Most Super Bowl predictions had Pats-Cowboys.

Preseason predictions NEVER take into account what cannot be foreseen. No one saw Brady's injury coming because no one saw that perhaps New England's OL wasn't as good as everyone thought it was. That is to say, everyone assumed it would protect Brady.

Just like no one saw the greatest single-season turnaround in NFL history in Miami!

Thus, there is peril in preseason prognostication!

Folks, I wouldn't want to have to stake my life on whom I pick as playoff teams in 2009!

Here's why...

1. An injury to a franchise QB can kill your predictionβ€”a la Brady in 2008. And, if you make the prediction too early, you might wind up having to change it later.

2. You can't assume that this year's division winners ought to be based on last year's winners.
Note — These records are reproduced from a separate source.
PR #433, opened 2019-06-05
Update use-solution-explorer.md

davidyack:
Suggest clarifying that both the CDS and the CDS (Current Environment ) connectors work when started from a solution, but neither work if the flow is outside the solution


Mattp123:
@davidyack - Sorry for the delay on getting back. The earlier version of Common Data Service is no longer available and has been replaced now for some time by the current Common Data Service and Common Data Model. Closing PR without merge.

PR #460, opened 2019-06-22
fix: cc-feature-included-with-update-8-1-0-online-only

nschonni:
Add missing file extension. File seems unreferenced either way


KumarVivek:
Closing without merging; shouldn't rename includes files

nschonni:
@KumarVivek there is no extension on the file, so it wouldn't work as an include (if it was referenced anywhere)

PR #511, opened 2019-07-11
entityReference.name is not entity type

kenakamu:
entityReference.name is not entity type


KumarVivek:
@Nkrb Can you review this.

Nkrb:
@kenakamu Thanks for the feedback. We will update the docs with the latest changes in the next release.

PR #512, opened 2019-07-11
onButtonClick sample is older than download

kenakamu:
onButtonClick sample is older than download


KumarVivek:
@Nkrb Can you review this..

Nkrb:
@kenakamu Thanks for the feedback. We have updated the docs and pushed to live. Closing this PR.

PR #514, opened 2019-07-11
code is older than sample

kenakamu:
and missing import {IInputs, IOutputs} from "./generated/ManifestTypes";


Nkrb:
@kenakamu Thank you for  the feedback. We have updated the information in other PR and pushed to live. Closing the PR.

PR #515, opened 2019-07-11
sample is older than download

kenakamu:
sample is older than download


kenakamu:
what should i do for this one? Could you give me a bit more clear instruction how to proceed please :)?

Nkrb:
@kenakamu Thanks for the feedback. We have updated the information in another PR and pushed to live. Closing the PR.

PR #605, opened 2019-08-28
 Upper case API as per interface

Davesmall28:
Change context.webApi to context.webAPI to bring inline with the actual implementation of the interface.


Nkrb:
@Davesmall28 Thanks for the feedback. We have updated the information and pushed to live. Closing this PR.

PR #678, opened 2019-10-01
Add global optionset query example

plohm12:
Add example HTTP request demonstrating how to query a single global optionset without knowing its metadata ID.


KumarVivek:
@JimDaly Can you please review/approve this change.

JimDaly:
Adding this example directly, so closing this.

PR #682, opened 2019-10-02
Changed setting reference

rappen:
*Data row limit for non-delegable queries* is now found under *Advanced settings*, not experimental anymore.


KumarVivek:
@rappen Thanks for the update.

PR #686, opened 2019-10-03
Update expense-report-install.md

yijw2017:


KumarVivek:
@yijw2017 Thanks for the correction.

PR #721, opened 2019-10-17
Fixes #720

### LINKED ISSUE #720: "Use the Solution Configuration page" add Note that it only works in classic mode
Under the heading "Use the Solution Configuration page" it says: _"This will cause a new Configuration node to appear in the Solution window underneath the Information node and above the Components node."_

This is true for the classic experience, but not for the new/modern experience. The solution configuration page currently can't be accessed from the new experience. A note should be added that says so.

---
#### Document Details

⚠ *Do not edit this section. It is required for docs.microsoft.com ➟ GitHub issue linking.*

* ID: a9e73eed-f196-83d6-96d7-9d7244a945f3
* Version Independent ID: 3307cefd-8ce7-8836-4705-ed0d6dad06c2
* Content: [Create, export, or import an unmanaged solution (Common Data Service) - PowerApps](https://docs.microsoft.com/en-us/powerapps/developer/common-data-service/create-export-import-unmanaged-solution)
* Content Source: [powerapps-docs/developer/common-data-service/create-export-import-unmanaged-solution.md](https://github.com/MicrosoftDocs/powerapps-docs/blob/live/powerapps-docs/developer/common-data-service/create-export-import-unmanaged-solution.md)
* Service: **powerapps**
* GitHub Login: @shmcarth
* Microsoft Alias: **jdaly**

DennisGaida:
Add note that classic mode is necessary


phecke:
@DennisGaida Thanks for catching that :)

PR #725, opened 2019-10-18
don't confuse using directives and statements

mrlacey:
Address incorrect use of ["using statement"](https://docs.microsoft.com/en-us/dotnet/csharp/language-reference/keywords/using-statement) to refer to a ["using directive"](https://docs.microsoft.com/en-us/dotnet/csharp/language-reference/keywords/using-directive).


KumarVivek:
@mrlacey Thanks for submitting the corrections; accepting the changes.

PR #3800, opened 2021-08-11
also define $BLAS_SHARED_LIBS & co in build environment (analogous to $BLAS_STATIC_LIBS)

boegel:
cfr. https://github.com/easybuilders/easybuild-easyblocks/issues/2521 for the need for this

### DIFF
--- a/easybuild/tools/toolchain/linalg.py
+++ b/easybuild/tools/toolchain/linalg.py
@@ -127,7 +127,9 @@ class LinAlg(Toolchain):
             self.variables.nappend('LIBBLAS', self.LIB_EXTRA, position=20)
             self.variables.nappend('LIBBLAS_MT', self.LIB_EXTRA, position=20)
 
+        self.variables.join('BLAS_SHARED_LIBS', 'LIBBLAS')
         self.variables.join('BLAS_STATIC_LIBS', 'LIBBLAS')
+        self.variables.join('BLAS_MT_SHARED_LIBS', 'LIBBLAS_MT')
         self.variables.join('BLAS_MT_STATIC_LIBS', 'LIBBLAS_MT')
         for root in self.get_software_root(self.BLAS_MODULE_NAME):
             self.variables.append_exists('BLAS_LIB_DIR', root, self.BLAS_LIB_DIR)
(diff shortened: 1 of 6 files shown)


easybuild/tools/toolchain/linalg.py
```diff
@@ -127,7 +127,9 @@ def _set_blas_variables(self):
             self.variables.nappend('LIBBLAS', self.LIB_EXTRA, position=20)
             self.variables.nappend('LIBBLAS_MT', self.LIB_EXTRA, position=20)
 
+        self.variables.join('BLAS_SHARED_LIBS', 'LIBBLAS')
         self.variables.join('BLAS_STATIC_LIBS', 'LIBBLAS')
+        self.variables.join('BLAS_MT_SHARED_LIBS', 'LIBBLAS_MT')
         self.variables.join('BLAS_MT_STATIC_LIBS', 'LIBBLAS_MT')
```
Micket, line 133: What is happening here? This looks strange to me that shared and static libs have something in common via LIBBLAS?

easybuild/tools/toolchain/variables.py
```diff
@@ -111,8 +111,16 @@ def change(self, separator=None, separator_begin_end=None, prefix=None, prefix_b
                 self.END.PREFIX = prefix_begin_end
 
 
+class CommaSharedLibs(LibraryList):
+    """Comma-separated list of shared libraries"""
+    SEPARATOR = ','
+
+    PREFIX = 'lib'
+    SUFFIX = '.so'
```
Micket, line 119: get_sharedlib_ext()  here

Micket (changes requested):

easybuild/tools/toolchain/variables.py
boegel: fixed in b2662fb1a

easybuild/tools/toolchain/linalg.py
boegel: This is strange internal stuff. The entry for `LIBBLAS_MT` is basically just a list of library names, at this point.

The values of each variable are later "formatted" according to the mapping in `easybuild/tools/toolchain/constants.py`, so the actual value you get for `$BLAS_MT_SHARED_LIBS` and `$LIBBLAS_MT` is different.

Micket (approved):
lgtm

PR #3802, opened 2021-08-12
speed up tests by caching checked paths in set_tmpdir + less test cases for test_compiler_dependent_optarch

Flamefire:
Noticed that one test was particularly slow in https://github.com/easybuilders/easybuild-framework/pull/3797 so I dug a bit and came up with these issues:
- Don't recheck temp folder for executability
- Reduce number of combinations tested in 1 test from 216 to 20

See the commits for details


boegel (approved):
lgtm

Debulknor:
~~~~

PR #3805, opened 2021-08-17
Correctly resolve templates for patches in extensions when uploading to GitHub

Flamefire:
name and version must be used from the extension, not the main software name

Also the components of Bundles were not handled at all -> Treat them as extensions


boegel (approved):
lgtm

This is particularly true for weak divisions. The Cardinals, for instance, do NOT have a lock on the NFC West.

I think the Seahawks and possibly even the Niners have a decent chance of winning that division this year. The Hawks were not as bad as 4-12 last year and were in most of their games, being a botched 2-pt. conversion away from tying Miami and nearly beating the Pats and a couple of others. And the Niners, under Singletary, played fairly well.

3. You can't assume the stated "difficulty of schedule" will actually mean the schedule difficulty turns out that way. The Steelers had the most difficult schedule in the NFL for 2008, but that didn't stop them from going all the way.

This year, Pittsburgh has an "easy" schedule, and, if the Steelers "play down" to that level, it will be very hard for them to get back to the Super Bowl.

4. You can't assume the rosters at the beginning of preseason will be the same as rosters at the start of the season. See 2008, Chad Pennington Effect.

5. Great teams on paper DO NOT necessarily mean great teams on the field. Exhibit A: Dallas Cowboys.

6. Teams that are rebuilding do not necessarily mean last place. Exhibits B, C, and D: Miami Dolphins, Atlanta Falcons, and Baltimore Ravens.

7. Teams that look "up-and-coming," well, maybe they are one-hit wonders, such as the 2007 Browns, 2005 Bengals, and 2006 Jets.

Some say the 2008 Dolphins are a one-hit wonder. But here is why I beg to differ. The 2008 Dolphins have Parcells-Ireland-Sparano, proven winners from Dallas (and Parcells' legacy is well known). Romeo Crennel, Marv Lewis and Eric Mangini simply do not have that kind of moxie, nor do their front offices.

In picking legitimate up-and-coming teams, one needs to look at who is running the team, who is doing the drafting and trading, and who is coaching, not just who is doing the playing.

As stated in a previous article, it is front office savvy that leads me to believe that the Fins, Falcons, Chiefs, and Eagles will be the elite of the future.

8. You can't go by reputation alone, good or bad.

9. You can't simply go by who is quarterbacking the team. Remember, a relative mediocrity like Trent Dilfer won the Super Bowl with the Ravens. He doesn't need great arm strength, either. Think Joe Montana, the anti-Joe Namath. Compare: which one won more Super Bowls?

10. Defense doesn't necessarily win championships. Exhibit E: the 2008 Cardinals.

11. Don't just go by what ESPN or FOX Sports or the Sporting News or any other major sports-media outfit is picking. They are all pretty much picking the same teams as division winners, with a bit of variation in the wild-card picks. In other words, they are playing it safe.

In other words, at least half of their predictions will wind up wrong. Be bold!